Three piers, three generations, one neighbourhood. Between 1919 and 1992 the waterfront at Sham Shui Po was never without a ferry landing, even as the shore itself shifted outward decade by decade under Hong Kong's relentless campaign of land reclamation. Where the original wooden pier stood at the foot of Nam Cheong Street, the sea no longer exists. Where the replacement concrete pier opened in July 1931 — built because the government considered wood inadequate for the growing district — the harbour is a memory. Where the third-generation pier stood near Yen Chow Street, moved in 1979 to make way for the Nam Cheong Estate, the MTR now runs underground. The Sham Shui Po Ferry Pier is one of those places whose absence reveals exactly what it once was: an artery, daily and irreplaceable, connecting a dense working neighbourhood to the rest of the city.
The pier's story begins on 1 January 1919, when the Kau Lung Sze Yeuk Kai Fong Ferry Company inaugurated service between Sham Shui Po and West Point — the area around Eastern Street on Hong Kong Island — carrying the district's workers and families across the harbour. The company name translates roughly as 'Kowloon Four Agreements Neighbourhood Ferry Company,' a reminder that these early services were community ventures as much as commercial ones. By 1924 the route had grown important enough to attract the Hongkong and Yaumati Ferry Company (HYF), which took over operations and extended service to Central. The wooden pier at Nam Cheong Street handled this growing traffic for a decade before the government decided it was time for something more permanent.
In 1929 the Hong Kong Government commissioned a reinforced concrete replacement. The new structure opened in July 1931 at the junction of Tung Chau Street and Pei Ho Street — a corner that still pulses with life today. From this pier, ferries ran to Central, Sheung Wan, and Macau, threading between junks and lighters across a harbour that was, in those decades, Hong Kong's highway. The 1931 report of the Director of Public Works notes the opening as routine infrastructure, but for the people of Sham Shui Po — the factory workers, market vendors, and immigrants from rural Guangdong who crowded the tenements just behind — a reliable and affordable crossing was anything but routine. It was how life worked.

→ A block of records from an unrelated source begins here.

PR #911, opened 2019-10-04
migration006 fix, base repo fix

andrewxhill:


andrewxhill:
cc @asutula, when you come back you should take a look at this and be sure that the baserepo check wont cause anything strange on mobile

asutula:
Took a look @andrewxhill. So that change around supporting pre-0.7.3 repos only effects the cli (and derived cli things like the docker image), shouldn't effect mobile at all.

But... we need to deal with the same thing in mobile because we have existing installs with the old style repos. I'll start working through that.

PR #916, opened 2019-10-07
start of cmd for add/remove/list bots

andrewxhill:
- exposes external methods of bots over cafe api. this fixes some of the demo issues I had re. mapping internal apis via nginx. instead, i just pass the cafe requests to the bot requests for non-internal methods
- moves bots api route slightly to make the cafe api capable of passing non-internal requests more easily
- adds the first cmd method `list`.


api/api.go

The third and final pier arrived in 1979, moved to the shore near Yen Chow Street to accommodate both land reclamation and the construction of Nam Cheong Estate. Hong Kong was reshaping itself at speed, and the waterfront was always the first casualty. The same year, a typhoon destroyed the Wilmer Street Ferry Pier in Sheung Wan, ending the cross-harbour connection to that neighbourhood. The Macau service lasted until 1989, when the Hong Kong China Ferry Terminal in Tsim Sha Tsui absorbed the route. The final service — to Central — was discontinued in 1992, and the pier closed. The bus terminus attached to it kept serving the district until 1999, when a replacement opened on Tonkin Street.
Fu Cheong Estate now occupies the site of the old bus terminus. The waterfront where generations of Sham Shui Po residents boarded ferries to work and back has been fully reclaimed, built over, absorbed into the grid. The MTR Nam Cheong station — opened in 2003 — stands in the footprint of the last pier, offering faster crossings to the city in air-conditioned cars. It is efficient and convenient and it erases almost entirely the particular texture of a commute that involved standing at a railing with the harbour wind coming off the water, watching Hong Kong Island grow closer. A bus route list is all that survives in the record: dozens of KMB routes that once terminated here, carrying people from Tsuen Wan and Tuen Mun and the public estates of Kwai Chung to this now-vanished edge of the water.
Sham Shui Po Ferry Pier stood at approximately 22.3267°N, 114.154°E on the western Kowloon shore of Victoria Harbour. Approaching from the east along the Kowloon waterfront at 1,500–2,000 feet, the former site sits just west of where the MTR Tsuen Wan Line curves beneath Nam Cheong. The distinctive high-rise blocks of Fu Cheong Estate mark the approximate location. Hong Kong International Airport (VHHH) lies 22 km to the west; Kai Tak (the former airport, now a cruise terminal, VHXX historically) is 4 km to the east across the peninsula. Victoria Harbour is immediately to the south. Visibility across the harbour is typically excellent in winter and hazy in summer.